# Software to transform facial images (side view to en-face)



## dr_x (Jul 11, 2008)

Hi,

I have a good side-view facial image of a person that I need to transform into a full front view. No other images of this person are available. Does anybody know how to do it? Any software or lab? 

Thanks


----------



## Garbz (Jul 11, 2008)

I doubt you'd find this outside of some PHD student's thesis lab.


----------



## dr_x (Jul 11, 2008)

I am sure, such technique exists. For example, forensic labs and intelligence agencies use it to compose images of suspects.


----------



## Yahoozy (Jul 11, 2008)

yah but they have million+ dollar funding hahah


----------



## Garbz (Jul 12, 2008)

and i would imagine more photos than just a side on view. a series of frames from a security camera for instance.


----------



## Tyjax (Jul 12, 2008)

The technic you are describing does in fact exist.

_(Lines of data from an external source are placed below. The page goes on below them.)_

PR #636, opened 2026-05-06
621 configurable ingestion thread count

### LINKED ISSUE #621: Configurable ingestion thread count
Add configuration variables for ingestion thread count for all three recording services in ChronoKeeper, ChronoGrapher and ChronoPlayer.

fkengun:
Changes in this PR:

- Add configs for ingestion thread count in ChronoKeeper, ChronoGrapher and ChronoPlayer. Default values are 4, 1 and 1, respectively.


ChronoKeeper/include/IngestionQueue.h
```diff
@@ -57,36 +58,55 @@ class IngestionQueue
...
+                      storyIngestionHandles.size());
+#endif
+            auto ingestionHandle_iter = storyIngestionHandles.find(event.storyId);
+            if(ingestionHandle_iter != storyIngestionHandles.end())
+                handle = ingestionHandle_iter->second;
+        }
+
+        if(handle != nullptr)
+        {
+            handle->ingestEvent(event);
```
iameneko: Heads up — I think there's a small race here. We grab the handle pointer under the shared lock, release it, and only then call `handle->ingestEvent(event)`. If the cleanup thread retires the story in between, the handle gets deleted and we end up using freed memory. The old code held the lock across the whole call, so this didn't happen.

Probably rare in practice (needs an event landing right as the story is being retired), but it can crash the keeper. Easiest fix is just keeping the shared lock held until after `ingestEvent` returns — shared locks don't block each other anyway, so no real concurrency cost.

Happy to defer if you'd rather not touch it now, but in that case let's open an issue so we don't lose track of it.

iameneko (approved):

ChronoPlayer/include/ChronoPlayerConfiguration.h
```diff
@@ -52,7 +58,7 @@ struct PlayerConfiguration
     {
         return "[CHRONO_PLAYER_CONFIGURATION: RECORDING_GROUP: " + std::to_string(RECORDING_GROUP) +
                ", DATA_STORE_ADMIN_SERVICE_CONF: " + DATA_STORE_ADMIN_SERVICE_CONF.to_String() +
-               ", PLAYBACK_SERVICE_CONF: " + PLAYBACK_SERVICE_CONF.to_String() +
```
ibrodkin, line 55: add ingestion_thread_count to PlaybackServiceConf.to_String() output

ChronoKeeper/include/KeeperRecordingService.h
```diff
@@ -39,9 +39,11 @@ class KeeperRecordingService: public tl::provider<KeeperRecordingService>
     {
         //  ClientId teller_id,  StoryId story_id,
         //  ChronoTick const& chrono_tick, std::string const& record)
+#ifndef NDEBUG
```
ibrodkin: Please, replace line 42 with **#ifdef DEBUG**  
one positive reads better than double negative, plus DEBUG is defined by the cmake Debug build while NDEBUG needs to be defined in the code

ChronoGrapher/src/ChronoGrapher.cpp
```diff
@@ -129,15 +129,16 @@ int main(int argc, char** argv)
 
     // Instantiate GrapherRecordingService
     chronolog::RecordingGroupId recording_group_id = GRAPHER_CONF.RECORDING_GROUP;
-    std::string RECORDING_SERVICE_PROTOCOL = GRAPHER_CONF.KEEPER_GRAPHER_DRAIN_SERVICE_CONF.PROTO_CONF;
-    std::string RECORDING_SERVICE_IP = GRAPHER_CONF.KEEPER_GRAPHER_DRAIN_SERVICE_CONF.IP;
-    uint16_t RECORDING_SERVICE_PORT = GRAPHER_CONF.KEEPER_GRAPHER_DRAIN_SERVICE_CONF.BASE_PORT;
-    uint16_t recording_service_provider_id = GRAPHER_CONF.KEEPER_GRAPHER_DRAIN_SERVICE_CONF.SERVICE_PROVIDER_ID;
+    std::string RECORDING_SERVICE_PROTOCOL = GRAPHER_CONF.KEEPER_GRAPHER_DRAIN_SERVICE_CONF.RPC_CONF.PROTO_CONF;
```
ibrodkin: I think lines 132-136 are leftovers from the old version and can be removed. Please, confirm and if it's true, remove them

ChronoGrapher/include/ChronoGrapherConfiguration.h
```diff
@@ -51,7 +57,7 @@ struct GrapherConfiguration
     [[nodiscard]] std::string to_String() const
     {
         return "[CHRONO_GRAPHER_CONFIGURATION: RECORDING_GROUP: " + std::to_string(RECORDING_GROUP) +
-               ", KEEPER_GRAPHER_DRAIN_SERVICE_CONF: " + KEEPER_GRAPHER_DRAIN_SERVICE_CONF.to_String() +
+               ", KEEPER_GRAPHER_DRAIN_SERVICE_CONF: " + KEEPER_GRAPHER_DRAIN_SERVICE_CONF.RPC_CONF.to_String() +
```
ibrodkin: Please, add ingestion_thread_count to the to_String() output

ChronoKeeper/include/ChronoKeeperConfiguration.h
```diff
@@ -28,6 +34,13 @@ struct KeeperConfiguration
...
+
+        KEEPER_RECORDING_SERVICE_CONF.RPC_CONF.PROTO_CONF = "ofi+sockets";
+        KEEPER_RECORDING_SERVICE_CONF.RPC_CONF.IP = "127.0.0.1";
+        KEEPER_RECORDING_SERVICE_CONF.RPC_CONF.BASE_PORT = 6666;
+        KEEPER_RECORDING_SERVICE_CONF.RPC_CONF.SERVICE_PROVIDER_ID = 66;
+        KEEPER_RECORDING_SERVICE_CONF.INGESTION_THREAD_COUNT = 4;
+
         KEEPER_GRAPHER_DRAIN_SERVICE_CONF.PROTO_CONF = "ofi+sockets";
         KEEPER_GRAPHER_DRAIN_SERVICE_CONF.IP = "127.0.0.1";
         KEEPER_GRAPHER_DRAIN_SERVICE_CONF.BASE_PORT = 9999;
```
ibrodkin, line 54: it looks like KeeperConfiguration::to_String is missing the KeeperRecordingService output. Please, fix this function

ibrodkin (changes requested):
It looks like the focus of this PR was to increase the ingestion_thread_count in the KeeperRecordingService.  
I really like the thorough changes done in ChronoKeeper IngestionQueue with different flavos of mutexes.

There are no analogous changes in the ChronoGrapher IngestionQueue, and I believe that you left the default ingestion_thread_count in the GrapherConfiguration as 1 for that reason.  

I suggest that you make the small changes I've mentioned throughout, merge the conflicts with develop, and create the follow up Issue to give ChronoGrapher IngestionQueue some attention in the next release.

ChronoKeeper/include/KeeperRecordingService.h
fkengun: > Please, replace line 42 with **#ifdef DEBUG** one positive reads better than double negative, plus DEBUG is defined by the cmake Debug build while NDEBUG needs to be defined in the code

totally agree that one positive reads better than double negative. but from what I found online, `NDEBUG` is a CMake built-in variable. it is not explicitly mentioned in the CMake official docs. but it is a fact that a `-DNDEBUG` flag is appended in Release build. we probably should define our own flag to show the build mode. but we do not do it for now. so, I am afraid we have to do it this way.

ibrodkin (approved):

Issue #572, opened 2026-04-15
Visor supporting all client APIs


iameneko:
ChronoVisor already implements every client API in name, but several of them don't fully deliver what they promise. Some silently ignore parameters, some leave orphaned data behind, some can't be called from Python or the CLI, and some swallow errors. This umbrella issue tracks the work to close those gaps so the client API surface is complete and honest.

Issue #575, opened 2026-04-15
Honor or reject chronicle/story attributes


iameneko:
Part of #572.

`CreateChronicle` and `AcquireStory` both accept an attribute map (`Priority`, `IndexGranularity`, `TieringPolicy`, and so on). These values are stored as opaque key/value strings but are never parsed, validated, or used anywhere in the system — the actual behavior uses hardcoded defaults. This is misleading: the API looks configurable but is not.

Decide which attributes are actually supported, wire them through to the code paths that should honor them, and reject unknown keys at the API boundary so the accepted set is explicit and honest.

iameneko:
Delivered by #641 — `attributes` parameter removed end-to-end from `CreateChronicle` and `AcquireStory`, along with the orphan `tiering_policy` field and the `*TieringPolicy` enums.

PR #640, opened 2026-05-06
Drop unused flags parameter from CreateChronicle and AcquireStory

### LINKED ISSUE #577: Client API cleanup: unused flags and missing story metadata APIs
Part of #572.

Two small cleanup items from the client API audit. First, `CreateChronicle` and `AcquireStory` both take an `int& flags` parameter by non-const reference, but nothing reads or writes it anywhere in the codebase — either wire it up or remove it. Second, stories can be created with an attribute map but there is no `GetStoryAttr`/`EditStoryAttr` to inspect or modify them afterward, unlike chronicles.

Decide scope (add the story-level APIs, or document why they do not exist) and remove the dead `flags` parameter.

iameneko:
The int& flags argument has been threaded through the public client API, the Visor portal, the Thallium RPC, and the metadata directory for years without ever being read or written — only logged. Dropping it everywhere shrinks the API to what the system actually does, and the inconsistency was one of the reasons the Python binding for these calls felt awkward.

While in the area, also deletes Chronicle::removeArchive — declared with its own dead int flags param and called from nowhere in the codebase.

Closes #577. Part of #572.


iameneko:
Superseded by #641, which now bundles both the attributes removal (#575) and the flags removal (#577) end-to-end. Closing this PR; the flags-removal commit was carried over there along with extra dead-code cleanups.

It is HIGHLY proprietary. It is predominately used by forensic experts and historians. It involves not only computers but painstaking recreation of 3d models by anatomical experts that are then placed with existing images to extrapolate anatomical "possibilities".  Unlike what you may see on CSI, Law and Order or any other fictional depiction of the capabilities of technology. There is no technic for seeing what is not visible.  And the computational power and knowledge to make reasonable extrapolations is exponential. 

A solution? "Artists Rendering..."


----------